There are some special exceptions and conditions:
• Only Army and Marine Corps colonels and general officers may be provided a riderless horse, if available.
• Army, Navy, and Marine Corps general officers may receive a battery cannon salute (17 guns for a four-star general, 15 for a three-star, 13 for a two-star, 11 for a one-star), if available.
• Minute guns (guns that fire at one-minute intervals) may be used for general officers/flag officers of the Coast Guard, Marine Corps and Navy, if available.
• The President of the United States is entitled to a 21-gun salute, while other high state officials receive 19 guns.
• Currently, support from the Army’s Caisson Platoon has been suspended until further notice due to the need to rest and provide medical attention to the horse herd.
(Leighton Archive images taken at Arlington National Cemetery, Arlington Va.; Arlington Cemetery fact sheets liberally quoted.)

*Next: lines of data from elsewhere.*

PR #27361, opened 2024-10-25
two more catalog faq entries

freben:
These have been asked a number of times


docs/features/software-catalog/faq.md
```diff
@@ -42,3 +42,29 @@ First, performance. As is described [here](#can-i-call-the-catalog-itself-from-i
...
+
+To a large degree, this boils down to user experience. The catalog is an eventually consistent system that constantly tries to mirror external realities. Users make changes in catalog-info files, or things update in external systems, and those changes get streamed in and settle over time inside the catalog. But throwing an error in a processor, instantly aborts processing of that entity and stops its ingestion. Now imagine being a large organization where these changes happen maybe hundreds of times per day. Owners of catalog-info files will constantly be surprised by their files "breaking" in ingestion, maybe a very long time after they were initially created - they were valid at their time of creation and haven't been touched since! This is very frustrating and slows down your users because things break silently for reasons out of your control.
```
Parsifal-M, line 52: Do we need the word `eventually` here? or should the catalog just be a consistent system? 😅

Rugvip:
image

I should've kept reading 😂

Parsifal-M (commented):
Awesome read! 👍

docs/features/software-catalog/faq.md
freben: As long as the "storage model" essentially is external systems - as opposed to controlling the lifecycle of its data entirely within its own database and edited directly there - we cannot possibly be directly consistent. Changes stream in with some lag. And regarding the data validity, you can always for example have someone edit your LDAP data over in the HR department and suddenly a file somewhere on GitHub is "invalid" for some definition of invalid - but only actually a short while later when the LDAP sync has run :)

Parsifal-M: Ah I see what you mean now, you mean that eventually post-streaming of data it becomes consistent, not that when you first start with backstage your catalog is inconsistent but later will become consistent 😅

freben: Yep its output eventually becomes consistent with whatever you pointed at to be consumed, as it changes over time.

Parsifal-M (approved):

Here you see a November sky and water view of Blue Hill and Jericho Bays from Brooklin’s Amen Ridge. Under those drifting cumulus clouds lie Flye Island in the middle and Mount Desert Island on the horizon.
MDI is Maine’s largest island and contains most of Acadia National Park. (Image taken in Brooklin, Maine, on November 7, 2024.)
When I went to the Brooklin Cemetery on Wednesday, I came across this mostly unreadable little marker for a son named “Jacob E.” It was among much larger monuments and near one for “Jacob S. Freethey” in what appeared to be a Freethey family plot area. (That family was among the original settlers here.)
The stone was under a Japanese maple that was creating a scarlet frenzy in this sacred place, wildly flinging her vibrant leaves. Perhaps it was my mood, but I found the sight to be soberly stunning: a very small, gray gravestone – was Jacob a dead child? – in a red rain that covered the burial area with flaming puddles.
(Images taken in Brooklin, Maine, on November 6 and 8, 2024.)
November 10, 2024, postscript: According to a gravesite registry found by Lorna Rockwell Grant, Jacob died young (“d.y.’); he was the son of Captain Ellis Edwin Freethey (1834-1910) and Hattie R. Herrick ((1842-1907. They were married on May 24, 1864 in Boston. Captain Freethey may have served in the Civil War.